Law enforcement agencies don’t prevent crimes. With good luck, they solve a few of them. In the meantime, if violent and dangerous people intend to do you injury, your own thoughts become your worst enemies. The morning might start with sunshine and birdsong, but by noon it’s usually filled with gargoyles.

Monday, November 9, 2009

Taken

University of Maryland Family Weekend, Bouchercon, and the World Series are over, so we're back into our Saturday night NetFlix routine. First up, after a six week stay on the shelf, was the Liam Neeson action flick, Taken.

Take it. Please.

Good concept, Liam Neeson is a fine and likeable actor, and the opening execution was good, setting up the interaction between Neeson's character, his ex-wife, daughter, and his former buds from a government agency that is not named. The scene where he "witnesses" his daughter's kidnapping over the phone is tense and suspenseful. Neeson carries it off well. You can just about see his face switch from Concerned Father to Professional Spook as he tells his daughter what to do that will help him find her.

It's downhill from there.

The movie is action without suspense. It was made for American release, which means you know going in he'll get the kid back; Americans hate sad endings. The only question is how much trouble he has doing it, and how much collateral damage there will be.

The collateral damage is France. At least, Paris.

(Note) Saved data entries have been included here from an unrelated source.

PR #258, opened 2026-09-08
Add annotations to record if node was cordoned by the driver manager

kvalliyurnatt:
Currently the driver manager uncordons the node unconditionally, so it can end up uncordoning nodes that were not cordoned by the driver manager. We already address a similar scenario in the upgrade manager on the GPU operator by adding an annotation on the nodes to denote the initial state of a node before the upgrade manager cordons the node, this PR implements a similar solution to work around this issue. This is the first part of the solution where we add an annotation to denote if the node was cordoned by the k8s-driver-manager, we will enforce the cordoning behavior in a subsequent release.

uses fixes proposed as part of https://github.com/NVIDIA/k8s-driver-manager/pull/240 .

part of addressing: #212


internal/kubernetes/client_test.go
```diff
@@ -0,0 +1,254 @@
...
+
+import (
+	"context"
+	"encoding/json"
+	"errors"
+	"testing"
+
+	"github.com/sirupsen/logrus"
+	"github.com/stretchr/testify/require"
+	corev1 "k8s.io/api/core/v1"
```
ben-feldstein, line 27: Needed for the test suggested at the bottom of this file.

```suggestion
	corev1 "k8s.io/api/core/v1"
	apierrors "k8s.io/apimachinery/pkg/api/errors"
```

ben-feldstein (commented):
The single patch is better than what I had on #240. Pinning `resourceVersion` and re-reading the node on conflict closes the window.

A few comments below. The missing conflict test is the only one I'd call important.

One other thing: could you add a co-author trailer to the commit? The approach, the `main.go` change, and the test scaffolding came from #240, and `newTestClient`, `getTestNode`, `TestCordonUncordonNode` and `TestCordonNodeRecordsInitialState` are unchanged from that branch.

```
Co-authored-by: Ben Feldstein <ben.feldstein@baseten.co>
```

Either way, glad it's landing.

internal/kubernetes/client_test.go
```diff
@@ -0,0 +1,254 @@
...
+
+func TestUncordonNodeRejectsInvalidRecordedState(t *testing.T) {
+	client, clientset := newTestClient(newTestNode(
+		true,
+		map[string]string{nodeInitialUnschedulableAnnotationKey: "invalid"},
+	))
+
+	require.Error(t, client.UncordonNode(testNodeName))
+	require.Empty(t, getNodePatches(t, clientset))
+}
```
ben-feldstein, line 322: No test returns a 409, so the `IsConflict` retry never runs. The fake tracker doesn't check `resourceVersion` on update either, so `TestNodeSchedulingStatePatchesAreAtomic` proves the patch body is right but not that a conflicting write gets retried.

This covers both directions. I ran it against this branch: gofmt and vet clean, passes, and it fails if `IsConflict` is replaced with a predicate that never retries.

```suggestion
}

func TestCordonUncordonNodeRetriesOnConflict(t *testing.T) {
	testCases := []struct {
		name   string
		cordon bool
	}{
		{name: "cordon", cordon: true},
		{name: "uncordon"},
	}

	for _, tc := range testCases {
		t.Run(tc.name, func(t *testing.T) {
			node := newTestNode(!tc.cordon, nil)
			if !tc.cordon {
				node.Annotations = map[string]string{nodeInitialUnschedulableAnnotationKey: "false"}
			}
			client, clientset := newTestClient(node)

			conflicts := 0
			clientset.PrependReactor("patch", "nodes", func(k8stesting.Action) (bool, runtime.Object, error) {
				if conflicts == 0 {
					conflicts++
					return true, nil, apierrors.NewConflict(
						corev1.Resource("nodes"), testNodeName, errors.New("object was modified"),
					)
				}
				return false, nil, nil
			})

			if tc.cordon {
				require.NoError(t, client.CordonNode(testNodeName))
			} else {
				require.NoError(t, client.UncordonNode(testNodeName))
			}

			require.Equal(t, 1, conflicts)
			require.Len(t, getNodePatches(t, clientset), 2)
			require.Equal(t, tc.cordon, getTestNode(t, clientset).Spec.Unschedulable)
		})
	}
}
```

internal/kubernetes/client.go
```diff
@@ -144,30 +147,91 @@ func (c *Client) GetNodeAnnotationValue(nodeName, annotation string) (string, er
...
+}
+
+func nodeUpdateBackoff() wait.Backoff {
+	return wait.Backoff{
+		Duration: time.Second,
+		Factor:   2.0,
+		Jitter:   0.2,
+		Steps:    7,
+	}
 }
```
ben-feldstein: `UpdateNodeLabels` still has its own inline `wait.Backoff` with these exact values, so there are two copies now. Worth pointing it at this helper. That would also force a decision on the predicate: `UpdateNodeLabels` retries on any error, this path only on conflict.

Minor: `Duration` is a full second, so a test that forces a conflict really sleeps. The one I suggested takes about 2.3s for two subtests. A package-level `var` instead of a func would let tests shorten it.

internal/kubernetes/client.go
```diff
@@ -144,30 +147,91 @@ func (c *Client) GetNodeAnnotationValue(nodeName, annotation string) (string, er
...
 
-	node, err := c.clientset.CoreV1().Nodes().Get(c.ctx, nodeName, metav1.GetOptions{})
-	if err != nil {
-		return fmt.Errorf("failed to get node %s: %w", nodeName, err)
-	}
+		recordedState, recorded := node.Annotations[nodeInitialUnschedulableAnnotationKey]
+		if node.Spec.Unschedulable && recorded {
+			if _, err := strconv.ParseBool(recordedState); err != nil {
+				return fmt.Errorf("invalid value %q for node annotation %s: %w", recordedState, nodeInitialUnschedulableAnnotationKey, err)
+			}
```
ben-feldstein, line 159: Is the hard failure here intentional? `TestUncordonNodeRejectsInvalidRecordedState` covers the uncordon side, but this path is different: `IsConflict` won't retry a parse error and `cmd/driver-manager/main.go:418` returns it, so a bad value here fails the driver upgrade on that node until someone fixes the annotation by hand.

Only driver-manager writes this key, so getting here means it was hand-edited, and failing closed on that is reasonable. The alternative is to treat the value as garbage: leave `spec.unschedulable` alone and clear the annotation. Either is fine, I just want to know it was chosen.

internal/kubernetes/client_test.go
kvalliyurnatt: Added conflict retry coverage for both CordonNode and UncordonNode. The test forces one 409 and verifies the second patch succeeds.

internal/kubernetes/client_test.go
kvalliyurnatt: Added the apierrors import for the conflict retry test.

internal/kubernetes/client.go
kvalliyurnatt: Yes, failing closed is intentional: an invalid ownership record should not be overwritten or used to change scheduling state automatically. I expanded the test to cover both CordonNode and UncordonNode and verify that neither patches the node.

internal/kubernetes/client.go
kvalliyurnatt: Consolidated the duplicate settings into a package-level nodeUpdateBackoff variable, and the conflict test temporarily sets its duration to zero. UpdateNodeLabels intentionally retains its existing retry-on-any-error behavior to avoid changing its semantics in this fix.

kvalliyurnatt:
Added the requested co-author trailer  to the commit.

ben-feldstein (approved):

How much trouble he has is, frankly, none. He has several inconveniences and kills a lot of people for vexing him so when he's in a hurry. Every clue leads directly to the next step, with no searching or drama on his part. He sees a face in a photograph from his daughter's cellphone, and makes a logical assumpotion this is the man she met at the airport. He finds him immediately. At Charles DeGaulle Airport, no less. A prostitute he has rescued tells him of a house with a red door on the Rue de Paradis. He goes straight to it. No inkling of how much time it took, or of how much he has left.

The tension would have been much more effective if we saw some of his frustration, and an occasional dead end. As it is, the 96-hour window he's told he has in which to find her is never mentioned again. We don't know how long anything takes. Daylight and night seem to have no meaning. He never eats nor sleeps. He's just a killing machine until (SPOILER ALERT) he finds and and they live happily ever after.

The whole thing plays out like Transformers, but without the childlike goofiness.

Monday, November 2, 2009

October's Best Reads

Recommended Reads from October, in the order I read them:

The Friends of Eddie Coyle
, George V. Higgins – A seminal book. Few crime fiction writers since have been unaffected by Higgins’s work, and this is the book that got him noticed. Should be on a shelf with Chandler, Hammett, et al for crime fiction writers, and anyone else interested in how the gerne has evolved.

Chasing Darkness, Robert Crais – Possibly the best Elvis and Joe novel. The story sizzles, and Crais has a keen sense of how a PI can never really put things right, but has to be satisfied with explanations. Pike has been humanized by his solo turn in The Watchman, and all the other bit players in Crais’s repertory company are used to best advantage. This book kept me away from the bar the night before Bouchercon so I could finish it.

Blood’s a Rover, James Ellroy – The final volume in his American Trilogy, after American Tabloid and The Cold Six Thousand, and definitely not for everyone. Ellroy writes with a disdain for convention and good taste to pull the reader into his alternate universe of the Sixties and Seventies. Not as nihilistic as TC6K, and a slightly easier read. Oscar Levant once said there is a line between genius and insanity, and he had crossed it. Ellroy straddles it. You’ll love this book or hate it, or you won’t be sure which. You won’t be indifferent, and you’ll never forget it.